建物賃貸借契約、償却費、敷引特約(判例時報2169号)

 昨日のブログで、敷引特約に関する最高裁判例と久間教授の論文を紹介したが、最近の裁判例で、この点に関する具体的な裁判例があったので紹介する。

 裁判例は、東京地判平成24.829(判例時報2169号(平成25年2月1日号)16頁)である。

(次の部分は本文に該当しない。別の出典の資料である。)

PR #2463, opened 2025-10-29
Update supported HC Exchange Versions

dpaulson45:
**Reason:**
Want to include `Exchange Server SE` and correcting format.


dpaulson45:

PR #2466, opened 2025-10-29
Improve performance for old CVE checks

### LINKED ISSUE #2331: [Issue] - Health Checker - Improve looped version checks
**Describe the issue**
While trying to improve the performance of Health Checker with Multi-Threading, I am noticing a trend that it is taking a long time to process in sections like `Invoke-AnalyzerSecurityCveCheck` and `Invoke-AnalyzerKnownBuildIssues`. While this does not change the outcome of the script, if we can improve the time here, we likely can cut out a few seconds of time to process during the analyzer per server which will result in a faster run of Health Checker overall.

**Expected behavior**
To have the code perform the most efficient way possible. 

**Script Output**
Currently with some examples: 
`Completed: Invoke-AnalyzerKnownBuildIssues and took 0.7249042 seconds`
`Completed: Invoke-AnalyzerKnownBuildIssues and took 0.781123 seconds`
`Completed: Invoke-AnalyzerSecurityCveCheck and took 13.5136554 seconds`
`Completed: Invoke-AnalyzerSecurityCveCheck and took 11.7195886 seconds`

**Additional context**
This is going to take some time to review and test out possible improvements, however, this shouldn't hold up the multi-threading work being performed before we release. Which is why we are creating an issue for this to keep this in mind for down the road.

dpaulson45:
**Reason:**
Improving the performance of a large loop that we don't need to be processing because we are on a newer build of Exchange than the SU. 

**Fix:**
Skip over old SU years based off the CU Release Date that we have. 

We will still process some things, but we will also skip over a lot as well. 

Resolved #2331 

**Validation:**
Lab tested

### DIFF
--- a/Diagnostics/HealthChecker/Analyzer/Security/Invoke-AnalyzerSecurityCveCheck.ps1
+++ b/Diagnostics/HealthChecker/Analyzer/Security/Invoke-AnalyzerSecurityCveCheck.ps1
@@ -167,7 +167,7 @@ function Invoke-AnalyzerSecurityCveCheck {
         $year = [int]$value.Substring(3, 2)
 
         # Only add values that are greater than or equal to our current CU year build.
-        $cuReleaseYear = [int]([string]$exchangeInformation.BuildInformation.VersionInformation.ReleaseDate.Year).Substring(2)
+        $cuReleaseYear = $exchangeInformation.BuildInformation.VersionInformation.ReleaseDate.Year % 100
 
         if ($year -lt $cuReleaseYear) {
             continue


Diagnostics/HealthChecker/Analyzer/Security/Invoke-AnalyzerSecurityCveCheck.ps1
```diff
@@ -165,6 +165,14 @@ function Invoke-AnalyzerSecurityCveCheck {
     foreach ($value in $unsortedKeys) {
         $month = $value.Substring(0, 3)
         $year = [int]$value.Substring(3, 2)
+
+        # Only add values that are greater than or equal to our current CU year build.
+        $cuReleaseYear = [int]([string]$exchangeInformation.BuildInformation.VersionInformation.ReleaseDate.Year).Substring(2)
```
lusassl-msft: The following might be better to avoid multiple casting and string operations. What do you think?

```suggestion
        $cuReleaseYear = $exchangeInformation.BuildInformation.VersionInformation.ReleaseDate.Year % 100
```

PR #2490, opened 2026-01-23
Enhance the AMSI Request Body Scanning analysis

lusassl-msft:
**Description:**

Enhances the AMSI Request Body Scanning analysis to provide more detailed and actionable information about the configuration state.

なお、判示事項は、賃貸ビルの延焼で賃貸伯契約が終了した場合の賃貸人の賃借人に対する債務不履行責任などが認められた事例とされているが、紹介の対象は、賃貸借契約に際して賃借人が差し入れた保証金の返還請求とその際の償却費(324万円-賃料の約9か月分)控除の可否の問題である。
 

 判決は、償却費の定めについて、賃貸借契約書にはいかなる趣旨の金員かについての明示が無いとし、①共益費が別に発生しており、共用部分の通常の使用や損耗や管理については共用費用があてられること、②ビルの通常の損耗については賃料に含まれると解されること、③賃借期間の長短にかかわらず償却額が同一であること、④「償却」という貸主に一定の費用が発生していることを前提とする名称が用いられていること、といった事実を認定している。
 

 そして、償却費について、賃借人が立ち退いた際に賃貸人に生じる費用や経済的損失、すなわち、原状回復した状態以上に賃貸目的物を魅力的にするための工事費用や空室損料を賃借人に負担させる利害調整のための金員であるとして、その償却費がいわゆる敷引金と認められるとしている。
 

 そのうえで、敷引金について、特段の合意のない限り、賃貸人の責任によって賃貸借契約が終了した場合など当事者が予期しない時期に契約が終了した場合についてまで敷引金を返還しないという合意があったとは認められないとして、賃貸人に賃借人への全額の支払い義務を認めている。
 

 この裁判例は、東京銀座のクラブの入っているビルの場合であり、賃借人が事業者であり消費者契約法の適用のない事案であるが、敷引特約の意味内容について、「原状回復した状態以上に賃貸目的物を魅力的にするための工事費用や空室損料を賃借人に負担させる利害調整のための金員である。」とするものである。
 

 仮にこのケースが消費者契約法の適用のある場合であっても、このような目的で敷引特約を定め、その金額が合理的なものにとどまる場合は、消費者契約法10条後段の「消費者を一方的に害する」という判断には至らないことを示していると考えられる。
 

 たとえば、賃貸ビルの全面的な改装や、そこまで至らなくともエレベータの取り換えといった費用を要する工事を前提として償却費という名目で賃借人から金員を収受することは、その配分が合理的である限り、問題はないということになる(事業者の場合は契約自由の原則から当然であろう。)。
 

 消費者の場合も、たとえば、各部屋のエアコンを全面的に入れ替える、入口をオートロックにするために取り換える、といったことは、原状回復を超える改装のための費用(有益費と一応考えられる。)分を敷引特約で定めておくというのであれば良いということになりそうである。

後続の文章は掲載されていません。